You see, nature abhors a vacuum, and my son was in a place where many of us lived day after day as children before our society shifted gears and TV became available 24 hours a day with 1000s of channels at our fingertips, before the internet was birthed and before people used screens for everything.  I risk sounding old-fashioned {and just plain old} when I say, "Back in my day we played outdoors all day long, with very few toys and the most engaging thing of all -- our imagination."  We think we have come so far.  We think we are doing our kids a favor, entertaining them to death, quelling them with availability of screens whenever they feel bored or dissatisfied, but are we?  I'm not a screen-hater.  I have friends who have no TV.  I have friends who have all the electronics available.  We try to run a balance.  We're on a learning curve here too.

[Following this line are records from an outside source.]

PR #2809, opened 2024-07-19
[Draft]: Fixing poetry tox tests on windows

mquinnfd:
Sticking this draft build up for visibility, current issue I'm working through on a minimum example repo is that the mock file context manager used by the tests seem to error out.

If I push something, this means you'll be able to see the actions though. This does give an idea about the cleanup of the GH test actions though.


cyberw:
When you switch to shell=True, dont you also have to switch from a list to a single string?
like this:
```
subprocess.Popen(["locust", "--help"])
subprocess.Popen("locust --help", shell=True, text=True)
```

Popen just ignores everything but the first element in shell=True mode

mquinnfd:
Thinking this is something to do with creating a `MasterRunner` process specifically, think the `shell=True` tests that implicitly do a `LocalRunner` are working OK (there are some `shell=True`) examples in there currently

I have a decent offline test bed for this issue now, so, hoping I can get some info on why the distributed tests with `shell=True` are no bueno

pre_build.py
```diff
@@ -14,9 +14,12 @@ def build() -> None:
         )
         exit(1)
     print("Building front end...")
-    subprocess.run(["yarn", "webui:install"])
-    subprocess.run(["yarn", "webui:build"])
-
+    if os.name == "nt":
+        subprocess.run(" ".join(["yarn", "webui:install"]), shell=True)
```
cyberw, line 18: Not sure if it relates to the issues you're having, but you probably wanna do subprocess.check_output instead of .run here, otherwise you're silently ignoring failures.

mquinnfd:
Closing to reincarnate as a cut-down PR

PR #2821, opened 2024-07-30
Update poetry windows tests

mquinnfd:
### Overview

Rights some wrongs currently in `master` relating to Windows integration tests.

In short - this works around some quirks of Poetry on Windows, with respect to the `PATH` and shell commands.

## Major

- Ensures that Windows tests run the current version of Locust
- Ensures that the prebuild script runs on the Windows shell (such that it can find `yarn`)
- Re-simplifies the test matrix

### DIFF
--- a/pre_build.py
+++ b/pre_build.py
@@ -15,12 +15,8 @@ def build() -> None:
         exit(1)
     print("Building front end...")
     try:
-        if os.name == "nt":
-            subprocess.check_output(" ".join(["yarn", "webui:install"]), shell=True)
-            subprocess.check_output(" ".join(["yarn", "webui:build"]), shell=True)
-        else:
-            subprocess.run(["yarn", "webui:install"])
-            subprocess.run(["yarn", "webui:build"])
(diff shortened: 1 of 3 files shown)


pre_build.py
```diff
@@ -14,8 +14,15 @@ def build() -> None:
...
         exit(1)
     print("Building front end...")
-    subprocess.run(["yarn", "webui:install"])
-    subprocess.run(["yarn", "webui:build"])
+    try:
+        if os.name == "nt":
+            subprocess.check_output(" ".join(["yarn", "webui:install"]), shell=True)
+            subprocess.check_output(" ".join(["yarn", "webui:build"]), shell=True)
+        else:
+            subprocess.run(["yarn", "webui:install"])
```
cyberw, line 22: Doesn't 
`subprocess.check_output("yarn webui:install", shell=True)` work on both platforms? I'd prefer that, to avoid the if-statement.

mquinnfd: It may do! Let me check

mquinnfd: Looks sound

Issue #508, opened 2017-01-06
Variance/Standard Dev. or something


danizen:
It would be nice to have the Variance/Standard Dev. in the request statistics CSV.   I know that the response time distribution CSV covers this nicely as well.

cgoldberg:
Pull Requests welcome

DaGeRe:
I've created a PR for this: https://github.com/locustio/locust/pull/2823

PR #2823, opened 2024-08-01
Add code to calculate standard deviation and write it to the CSVs

DaGeRe:
To see the deviation of measured values, it makes sense to also have a look at standard deviation besides mean, median and the percentiles (this has also been requested before: https://github.com/locustio/locust/issues/508). Therefore, I implemented it (using the formula from https://stats.stackexchange.com/questions/432256/how-would-i-calculate-the-standard-deviation-of-a-sample-given-the-sample-size, using the corrected sample variance with `n-1`).

### DIFF
--- a/locust/stats.py
+++ b/locust/stats.py
@@ -4,6 +4,7 @@ import csv
 import hashlib
 import json
 import logging
+import math
 import os
 import signal
 import time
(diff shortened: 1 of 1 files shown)


cyberw:
Hi! Sorry for the slow response. I'm not sure this works in distributed mode? It needs a unit test & fixed linting/formatting.

PR #602, opened 2017-03-19
Added 'mostly dots' rule

quartata:
We've been getting a rash of spam posts that try to be "clever" like this: http://chat.stackexchange.com/transcript/message/36131864#36131864

We catch them anyways since our phone number detection isn't dumb, but I figured it wouldn't hurt to throw in an extra rule to catch them. This rule will trip if the ratio of dots to characters in the post is greater than 40%.

### DIFF
--- a/findspam.py
+++ b/findspam.py
@@ -407,6 +407,19 @@ def strip_urls_and_tags(string):
     return regex.sub("</?.+?>|\w+?://", "", regex.sub(URL_REGEX, "", string))
 
 
+# noinspection PyUnusedLocal,PyMissingTypeHints
+def mostly_dots(s, site, *args):
+    body = strip_urls_and_tags(s)
+    body_length = len(body)
+
+    dot_count = len(regex.findall("\.", body))
+
+    if body_length and dot_count / float(body_length) >= 0.4:
+        return True, u"Post contains {} dots out of {} characters".format(dot_count, body_length)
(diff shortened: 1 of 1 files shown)


findspam.py
```diff
@@ -407,6 +407,19 @@ def strip_urls_and_tags(string):
...
 
 
+# noinspection PyUnusedLocal,PyMissingTypeHints
+def mostly_dots(s, site, *args):
+    body = strip_urls_and_tags(s)
+    body_length = len(body)
+
+    dot_count = len(regex.findall("\.", body))
+
+    if body_length and dot_count / float(body_length) >= 0.4:
```
ArtOfCode-: Why `float(body_length)`?

quartata: Because Python 2 does integer division when both are ints.

ArtOfCode-: /me is too used to Python 3.

teward: We can always *import* `__future__` but we'd have to redo a large portion of our math.  I only recently starting using the division aspect of `__future__` in one of my other scripts, but so far I'm a fan of it.  I'm not a fan of some other aspects of Python 3 though.  Yet.

ArtOfCode-: `from __future__ import braces`

teward: `from __future__ import division` would work too, but... eh.

PR #605, opened 2017-03-20
Allow joke !!/alives in CHQ

angussidney:
Currently, there are several joke responses to the !!/alive command which only show in SOCVR and the Tavern. I'd like to make CHQ great again by bringing them back to Charcoal HQ.

Does anyone have any objections? It's quite obvious by the fact that Smokey's posting a message that the bot must be alive, so there shouldn't be any concerns from that perspective.


ArtOfCode-:
Meh, sure. We don't really need new joke stuff, but I'm okay with existing stuff being used across the board

PR #606, opened 2017-03-20
Strip ANSI color codes from !!/gitstatus

quartata:


kevin-brown:
Normally you'd disable this with `git -c color.status=false status` but I have no idea how you'd do that with the Python library you're using.

quartata:
I'm not sure how either which is why I did this. I'll try and find out more about this module because using a regex is a bit clunky.

j-f1:
@quartata You can also use `git config color.ui false` to disable color everywhere.

Undo1:
Took @kevin-brown's suggestion. I'm not aware of any other places where we have issues with color, otherwise we'd want to consider setting it globally like @j-f1 says.

quartata:
Or @Undo1 can just do that. Didn't realize it was just a wrapper over the actual command...

Undo1:
Yep, it's just `sh`. You could do `from sh import foo`, and then `foo.blah("baz")` should be equal to `foo blah baz`.

PR #610, opened 2017-03-21
Added codecov support

quartata:
Be sure to add any other files we want coverage on: simply do `--cov=<module name>` on `pytest`


ArtOfCode-:
That's better coverage than I'd expected...

quartata:
@ArtOfCode- It's only tracking select files.

PR #612, opened 2017-03-22
Unblacklist couchsurfing\.com (8 FPs, 0 TPs)

Glorfindel83:
https://metasmoke.erwaysoftware.com/search?body=couchsurfing


Undo1:
Suppose there's a way to only show those Codecov reports if the coverage actually changed?

j-f1:
@Undo1 It seems there’s an option called `require_changes` that, when set to `true`, won’t comment unless there’s changes.

PR #619, opened 2017-03-26
Lowered threshold for similar_answer

quartata:
Previously I had used the same threshold for this rule as "username similar to website," which was *way* too high considering the difference in sizes between usernames and posts. After a little bit of experimentation, I've decided 70% is a good number to try.

### DIFF
--- a/findspam.py
+++ b/findspam.py
@@ -10,6 +10,7 @@ from urlparse import urlparse
 from helpers import all_matches_unique, log
 
 SIMILAR_THRESHOLD = 0.95
+SIMILAR_ANSWER_THRESHOLD = 0.7
 EXCEPTION_RE = r"^Domain (.*) didn't .*!$"
 RE_COMPILE = regex.compile(EXCEPTION_RE)
 COMMON_MALFORMED_PROTOCOLS = [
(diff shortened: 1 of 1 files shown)


quartata:
@Undo1 The codecov settings could use some tweaking.

findspam.py
```diff
@@ -397,7 +397,7 @@ def similar_answer(post):
             sanitized_answer = strip_urls_and_tags(other_answer.body)
             ratio = similar_ratio(sanitized_body, sanitized_answer)
 
-            if ratio >= SIMILAR_THRESHOLD:
+            if ratio >= 0.7:
```
ArtOfCode-: Why can we not just set `SIMILAR_THRESHOLD` to 0.7?

teward: +1 to @ArtOfCode-'s suggestion - we should not be hard-coding thresholds into conditionals if we have a variable we can use instead and then just alter.

quartata: @ArtOfCode- @teward Because `similar_username` uses that constant and it would be way too low for it.

ArtOfCode-: So... time for a new constant, then

quartata: Which I did.

PR #634, opened 2017-04-11
findspam.py: Add .us to popular scam TLDs

tripleee:
Generally, where we already had .in and .info, also capture .us


tripleee:
Triggered by a recent gmailcustomerservicenumber.us spam: https://metasmoke.erwaysoftware.com/post/64040

PR #635, opened 2017-04-12
findspam.py: Refactor net-worths.net regex

tripleee:
celebrity prefix is optional, add optional dashes to capture new variant.
https://metasmoke.erwaysoftware.com/post/64148


j-f1:
How about using `\W?` to catch other separators?

tripleee:
@j-f1 I don't think other separators are likely in a domain name.  Or do you have something specific in mind?

PR #645, opened 2017-04-18
Adding emoji alias for naa

Cerbrus:
Silly? Yes.
Practical? Actually, yea it is :D


Cerbrus:
Sadface... can't use that character in the python file...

What I do know is that boredom is good for our children.  Boredom is the birthplace of imagination and creativity.  With enough white space, the mind kindles new thoughts and comes up with something it would never have were it stunted with some crutch of immediate gratification and external entertainment.

There are days when I know it is easy and best that I just turn on a show for a bit and let the boys chill out by watching something.  Everyone will have a range of opinions about what place this has in the life of their children.  In our home it is fine on occasion -- like when we are all burnt out and just need down time, or on days when I am sick and they are stir-crazy.  It is okay occasionally, but when occasional becomes usual, there is a dependence that is not necessarily healthy.  When I consider what I want for my boys I realize that I want to allow for the uncomfortable space that fosters an ability for them to entertain themselves without relying on addictive behaviors. 

I want to help my children develop creativity, imagination and living out their own real life -- not watching someone else live.  We do this by allowing them to wrestle through their own boredom.

In the end, my son found a board game he had been given several years ago and had never learned how to play.  He got it out, set it up and learned the rules by running through it on his own.  He spent about 40 minutes doing this.  When he was finished he was content.  He had gotten over the hurdle and the resistance and he was energized and peaceful.  He proceeded to his room to play piano for another half hour.  He found his way out of boredom into positive activity.  He did it.  Boredom was a boy's best friend. 

4 comments:

Jaime Johnson said...

Thank you for this post!

HeartsHomeward said...

Jamie, Thank you for stopping by, reading and commenting! I love hearing that something I said was a blessing to you.

Marcee Waymire said...

Good stuff sister friend. Blessings to you this new year.

HeartsHomeward said...

Marcee! Thanks so much for popping over here and reading! Blessings to you, my sweet friend.